Scales: First, I’d be clear about what type of leader we are talking about. In the military there are two: tactical leaders and strategic leaders. Thus XXI century leader development would follow two tracks: The tactical track would seek to find those with the technical and tactical right stuff, essentially those with the intuitive abilities, physical fitness and courage to lead men in close combat. They would be the doers, those who make the military engine run and who know how to maneuver and lead tactical units.
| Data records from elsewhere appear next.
PR #435, opened 2018-03-14
Reset Enum preferences which are undefined

morganwillcock:
This fixes where a successfully cast enum preference is out-of-range.


ivan-mogilko:
If I understand correctly, this is related to problem mentioned in #433 (when preference file has a value unknown by current version)?

I am thinking, is there a way to make this fixup more automated and noticeable at the same time, so that future contributors, if any, could see and use it?

For example, if there were a method that would combine a call to Convert.ToInt32(key.GetValue(...)) with setting default value in case conversion resulted in undefined enum value.
E.g. (pseudo code, since I do not remember generic syntax 100% well) -
<pre>
T ReadEnum<T>(object value, T default_value)
{
     T e = (T)Convert.ToInt32(value);
     if (!Enum.IsDefined(typeof(T), e))
          return default_value;
     return e;
}
</pre>


**PS**. On a side note, is that Registry actually a Windows registry (big binary thing)? Never paid attention, and thought preferences are saved to XML similar to other settings...

morganwillcock:
I had given a quick go to running everything through a function, but it isn't entirely straightforward as all the registry entries have been stored as strings (REG_SZ). So it probably needs a load of exception handling or TryParse-ing around all of initial conversions (at the moment it will throw exceptions where what is in the registry doesn't convert or is too large for Int32).

Would it be easier to define some sort of structure at the top, which maps the preference name, variable type, and fallback value? At the moment the defaults are repeated everywhere, and it is probably easier to just rewrite the whole thing. Migrating settings to something else (like XML) would solve the issue of incorrect registry values crashing older versions; perhaps there is already a type safe XML loader as part of the editor?

ivan-mogilko:
> I had given a quick go to running everything through a function, but it isn't entirely straightforward as all the registry entries have been stored as strings

Well, my proposal was simply to merge Convert.ToInt32 and undefined enum check, for now, in case future contributors would be adding new preferences of enum types, so that they could keep things consistent.

But if you really want to go that way, saving game project and additional project-related user settings are serialized using SerializeUtils static class that provides methods for writing and reading XML. It uses reflection to parse public object's properties. Not fully safe atm either, as for some reason it does not implicitly skip obsolete variables, and I think it also throws exception if it cannot convert enum value (so not really forward-compatible either).
We were adding additional attributes to work around some things for backward compatibility, for example DeserializeConvertValueAttribute that allows to rename enum value on deserialization (if old value is no longer supported). I believe similar method could be added to support forward compatibility (it just that forward compatibility was not needed for game projects so far, since they usually contain whole new features).

morganwillcock:
Any objection to trying it with the built in [.NET user settings](https://docs.microsoft.com/en-us/dotnet/framework/winforms/advanced/using-application-settings-and-user-settings)?

ivan-mogilko:
> Any objection to trying it with the built in .NET user settings?

I cannot say anything, because never used these.

But that's just a way to store settings, or will it change anything in regards to converting values?

morganwillcock:
I think that anything which can be serialised can be stored, and the serialise and de-serialise implemented with a custom TypeConverter where you need custom checks. With the default behaviour it looks to be strongly typed.

ivan-mogilko:
Alright, what are your intentions in regards to this pull request, would you like it merged as is for now, or you're going to remake the settings?
This question also relevant to #433, if I understood right it may break loading settings by previous versions of an Editor?

morganwillcock:
I've had a go at switching to the built in application settings, but it is currently missing the bits to migrate registry settings across. By the look of what is done so far, does the direction look okay to you? If you think this is a mistake, I'll look at another way.

Yes, #433 would make older versions crash, so that needs to be on hold for the moment.

morganwillcock:
I should probably also mention, you can 'upgrade' the settings with the program version, and also request settings from previous versions. Probably not useful now, but hopefully the next times settings are changed this mechanism gives some more flexibility. 

[https://msdn.microsoft.com/en-us/library/system.configuration.applicationsettingsbase.upgrade.aspx](https://msdn.microsoft.com/en-us/library/system.configuration.applicationsettingsbase.upgrade.aspx)

The settings go into local appdata as XML, named after the company and product, which is why I changed 'AssemblyCompany' to 'AGS Team'.

ivan-mogilko:
> By the look of what is done so far, does the direction look okay to you?

I'd really rather leave the judgement to you, or other people who has expertise in .NET applications.
Guess it's all right so long as it works.

My only concern is that there is a panel layout config saved to "Environment.SpecialFolder.LocalApplicationData / AGS". Also, skin system made by @persn is also saved there.
Is this same location as these preferences would be saved to? I think it would be nice to have all Editor user config save in one place.

morganwillcock:
Okay, I'll have a look at those extra settings and see how they work.

morganwillcock:
The loading and saving for panel layouts looks like it is handled externally, but changing AssemblyCompany to 'AGS' gets the Editor preferences into the same place as the layout file and the theme directory. I'll try to add the registry migration over the next few days and test it out.

morganwillcock:
@ivan-mogilko, I think this should migrate all current settings and any bad registry data will just end up as the default value. It probably needs some other people to try it out, but everything seems to be working for me.

There are a couple of changes which I later reverted (mainly adding a TypeConverter and removing it again), do you want me to rebase to clean it up or is it okay as-is?

ivan-mogilko:
> There are a couple of changes which I later reverted (mainly adding a TypeConverter and removing it again), do you want me to rebase to clean it up or is it okay as-is?

I decided to not enforce this convention anymore, but you may do it if you like.
Anyway, this pr now needs additional fix after merging #437.

morganwillcock:
Yes, using 'switch' was probably a bad idea, and using a default case, another bad idea. I've made it more specific.

ivan-mogilko:
Ok, following option is not imported from the old registry:

Editor appearance:
- Prompt dialog on closing multiple tabs

Script editor:
- Indent: spaces/tabs (indent width is loaded correctly)

- New game directory.

Also, may I suggest to increase maximal recent games to at least 10? Previous versions did not have any limit, which probably did not make much sense, but in practice, for example, I am using around 8-10 recent links for current game project, test games, demo games for WIP test modules etc.

ivan-mogilko:
Found couple of more bugs:

* In recent games same entries get duplicated as you open/close a project.
* Not critical, but related to the "recent search" limit: the limit only gets applied when you search something, but not right after old registry settings are imported (unlike "recent games" which is applied immediately).

morganwillcock:
> Prompt dialog on closing multiple tabs

When I tried it, this was working okay (perhaps 'migrated' was already set to true?).
The other issues should be fixed.

ivan-mogilko:
> When I tried it, this was working okay (perhaps 'migrated' was already set to true?).

I tested unchecking it in "registry" version, but it started checked in the new version.

Also, the settings are saved in a subfolder named with editor's version number. If the version number changes, will it know to read existing settings from previous version?

morganwillcock:
>I tested unchecking it in "registry" version, but it started checked in the new version.

I think I must have tried the other way around which happened to match the default value, as it was a typo which then got auto-completed everywhere. It should be fixed now.

There is a built-in upgrade mechanism which migrates settings between versions, so you can override to add behavior, or roll backwards on purpose if you wish. At the moment when the settings are first loaded there is a check that they have been upgraded, if not it calls [Upgrade](https://msdn.microsoft.com/en-us/library/system.configuration.applicationsettingsbase.upgrade) and then stores that as one of the settings (so it only runs once per version).

<pre>if (!UpgradedSettings)
{
    Upgrade();
    UpgradedSettings = true;
}</pre>

ivan-mogilko:
It just occured to me, does this means that every new release of AGS will have its own separate preferences values?

morganwillcock:
Yes, upgrading creates new settings which are separate. If you want to read previous settings after upgrade you can use [GetPreviousVersion](https://msdn.microsoft.com/en-us/library/system.configuration.applicationsettingsbase.getpreviousversion) (so going forwards is flexible). Going backwards will just use the settings for the matching version (so using newer settings would have to be implemented by manually parsing the XML for settings which are known to be safe).

ivan-mogilko:
Well, my concern was that before this change the preferences you set will affect any version of AGS, so if you install older version, compatible values will be applied there too.
Now in that case you will have to setup older versions of the editor separately, if they are installed later than the newer ones.

Idk if that might be an issue, guess regular users do not switch between versions often. What do you think?

morganwillcock:
I think if people are going backwards it would only be to versions where they need to work with existing builds of ports (e.g. where they are distributing games based around a working iOS port). Those versions would be old enough to just be using the registry settings again. I wouldn't have thought people would be downgrading the more recent versions.

ivan-mogilko:
Alright, so, this may be merged now, right?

The strategic track would consist of carefully selected men and women who have the right strategic stuff: the ability to think in time, conjure what might be rather than what is; and be willing to participate in a decades long program of study and practice that would prepare them to be leaders at the highest national strategic level. Preparation would consist of civilian graduate school, political and combatant command internships and time as an instructor at a service school or civilian university. Such a program would be highly competitive and very selective producing about 100 superbly qualified officers to be promoted to senior colonel and general officer. These would not be not progressive programs. Tacticians are tacticians and strategists are strategists.
McMaster: Popular culture tends to water down and coarsen what it means to be a warrior. Soldiers are often portrayed as fragile, traumatized human beings. Hollywood tells us little about the soldier’s calling or commitment to his or her fellow soldiers or what compels him or her to act courageously, endure hardships, take risks, or make sacrifices. You write about what it takes to steel soldiers and units to overcome fear and fight in environments of uncertainty and persistent danger. Will you share your thoughts on the human dimension of combat and why Americans should try to understand the social, psychological, and moral requirements to fight and win?
Scales: War is innately a human not a technological enterprise. The lower the level of the fight, the more human it becomes. I invented the term “Human Dimension” in 1992 when writing my book Certain Victory as a means of closing a hidden void in the conduct of the Gulf War that technology couldn’t alone explain. The idea came to me when listening to GEN Barry McCaffrey’s testimony before Congress when he opined that we still would have beaten Saddam even if we exchanged equipment with him. I found this observation both profound and true. It was the soldier not the equipment that provided the margin for certain victory. I also discovered that we knew too little about the soldier in combat. We knew we were better but how were we better? What was the evidence?

Army Color Guard of the First Cavalry Division dressed in 19th-century uniforms in Saudi Arabia during Operation Desert Storm, 1991. U.S. Naval Institute photo
My Desert Storm research team set to work to find specifically what makes us better. In fact, we asked why western armies were better than native armies in general at higher-level mechanized warfare. Much of the answer was cultural. Only western militaries produce noncommissioned officers; western armies know how to self-select leaders without regard to social distinctions; western soldiers tend to bond more easily with peers and they are practiced with all forms of technology. But we discovered that such explanations were not enough. As good as we were the social, behavioral and cognitive sciences could make us much, much better. Unfortunately, our initial efforts to better exploit the human dimension fell of the rails after 9/11. This is always the problem with terms that become too popular and are overused and exploited. In this case the term Human Dimension was intentionally and cynically diluted and misdirected by uninformed bureaucrats who didn’t understand the concept and how it could be exploited. We wanted to make better performing soldiers by exploiting the human sciences, seemingly a simple enough enterprise. But in time the “spirituality” team got involved trying to show that fighting prowess depended on being a Christian. Later the cultural awareness crowd hijacked the human dimension to push for putting sociologists in the field to inform tactical leaders about native cultures in places like Iraq and Afghanistan. Finally, in about 2006 well-intended psychologists and physicians hijacked the human dimension effort and applied it to the Army’s “resiliency” effort. Suddenly the human dimension moniker was about treating damaged soldiers rather than making healthy soldiers more deadly in combat. I still believe that the greatest potential for increasing the fighting prowess of our close combat forces comes from exploiting the human sciences. I write about how this might be done in my book.